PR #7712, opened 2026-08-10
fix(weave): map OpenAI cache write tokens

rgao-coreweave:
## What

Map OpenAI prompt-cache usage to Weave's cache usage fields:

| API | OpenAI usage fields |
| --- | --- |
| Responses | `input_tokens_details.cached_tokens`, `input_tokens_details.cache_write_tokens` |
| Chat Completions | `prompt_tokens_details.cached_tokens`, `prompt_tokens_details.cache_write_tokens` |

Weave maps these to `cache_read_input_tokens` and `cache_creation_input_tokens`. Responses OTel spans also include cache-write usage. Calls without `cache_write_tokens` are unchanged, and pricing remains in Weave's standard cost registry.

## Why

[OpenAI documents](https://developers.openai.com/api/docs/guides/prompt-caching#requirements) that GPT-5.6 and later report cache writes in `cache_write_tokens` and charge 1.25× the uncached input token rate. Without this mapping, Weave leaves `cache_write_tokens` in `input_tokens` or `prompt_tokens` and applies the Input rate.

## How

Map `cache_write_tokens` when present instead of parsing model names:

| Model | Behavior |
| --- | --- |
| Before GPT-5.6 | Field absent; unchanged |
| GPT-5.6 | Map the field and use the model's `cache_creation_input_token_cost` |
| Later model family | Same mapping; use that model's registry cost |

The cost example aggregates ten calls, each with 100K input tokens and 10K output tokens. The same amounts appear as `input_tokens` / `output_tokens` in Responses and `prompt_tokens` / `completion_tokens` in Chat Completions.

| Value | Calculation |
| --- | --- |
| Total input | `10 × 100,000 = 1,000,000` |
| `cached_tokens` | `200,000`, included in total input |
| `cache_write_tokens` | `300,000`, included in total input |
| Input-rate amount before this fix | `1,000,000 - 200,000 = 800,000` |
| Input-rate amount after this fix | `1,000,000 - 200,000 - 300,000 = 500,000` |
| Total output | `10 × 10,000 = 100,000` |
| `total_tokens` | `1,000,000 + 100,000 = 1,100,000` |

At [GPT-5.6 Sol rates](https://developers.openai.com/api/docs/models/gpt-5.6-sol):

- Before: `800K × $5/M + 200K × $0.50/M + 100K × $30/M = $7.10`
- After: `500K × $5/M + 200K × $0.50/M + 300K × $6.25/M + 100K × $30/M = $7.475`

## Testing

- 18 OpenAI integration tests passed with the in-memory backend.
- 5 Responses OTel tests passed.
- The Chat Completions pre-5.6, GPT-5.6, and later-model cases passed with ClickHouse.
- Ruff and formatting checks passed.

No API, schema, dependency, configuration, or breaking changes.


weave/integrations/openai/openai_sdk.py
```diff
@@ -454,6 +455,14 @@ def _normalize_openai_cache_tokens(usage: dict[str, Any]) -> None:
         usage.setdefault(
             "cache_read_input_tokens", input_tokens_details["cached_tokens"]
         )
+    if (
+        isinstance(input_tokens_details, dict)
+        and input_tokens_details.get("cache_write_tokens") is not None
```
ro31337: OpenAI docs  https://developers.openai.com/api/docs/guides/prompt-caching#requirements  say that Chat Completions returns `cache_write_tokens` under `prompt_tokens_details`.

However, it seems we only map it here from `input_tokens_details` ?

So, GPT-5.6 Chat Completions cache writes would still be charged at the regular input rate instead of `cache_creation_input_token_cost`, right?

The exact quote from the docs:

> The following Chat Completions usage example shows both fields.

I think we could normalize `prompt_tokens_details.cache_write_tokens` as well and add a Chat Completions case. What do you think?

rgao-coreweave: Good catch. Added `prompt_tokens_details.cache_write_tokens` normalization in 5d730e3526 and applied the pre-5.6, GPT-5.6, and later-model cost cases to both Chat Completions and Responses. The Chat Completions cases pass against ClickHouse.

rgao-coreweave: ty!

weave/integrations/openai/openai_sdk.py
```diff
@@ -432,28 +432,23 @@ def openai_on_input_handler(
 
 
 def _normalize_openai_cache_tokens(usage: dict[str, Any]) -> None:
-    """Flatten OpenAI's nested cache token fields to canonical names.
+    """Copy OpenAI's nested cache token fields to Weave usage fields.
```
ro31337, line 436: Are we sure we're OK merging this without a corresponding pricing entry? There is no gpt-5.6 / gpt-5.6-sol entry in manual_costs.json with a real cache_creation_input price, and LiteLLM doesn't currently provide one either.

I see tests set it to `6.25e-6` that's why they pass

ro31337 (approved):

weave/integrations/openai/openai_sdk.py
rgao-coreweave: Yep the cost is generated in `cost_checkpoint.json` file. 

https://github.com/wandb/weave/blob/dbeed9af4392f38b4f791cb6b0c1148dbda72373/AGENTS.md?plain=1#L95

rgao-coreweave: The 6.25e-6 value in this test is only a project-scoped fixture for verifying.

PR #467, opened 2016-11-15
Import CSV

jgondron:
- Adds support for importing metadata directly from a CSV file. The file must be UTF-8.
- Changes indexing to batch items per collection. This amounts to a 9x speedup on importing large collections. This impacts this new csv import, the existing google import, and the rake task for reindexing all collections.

◆ **GOAL OF THE EXERCISE**
Gather each line of the listing that holds the string "output".

◆ **TASK RESULT**
The cost example aggregates ten calls, each with 100K input tokens and 10K output tokens. The same amounts appear as `input_tokens` / `output_tokens` in Responses and `prompt_tokens` / `completion_tokens` in Chat Completions.
| Total output | `10 × 10,000 = 100,000` |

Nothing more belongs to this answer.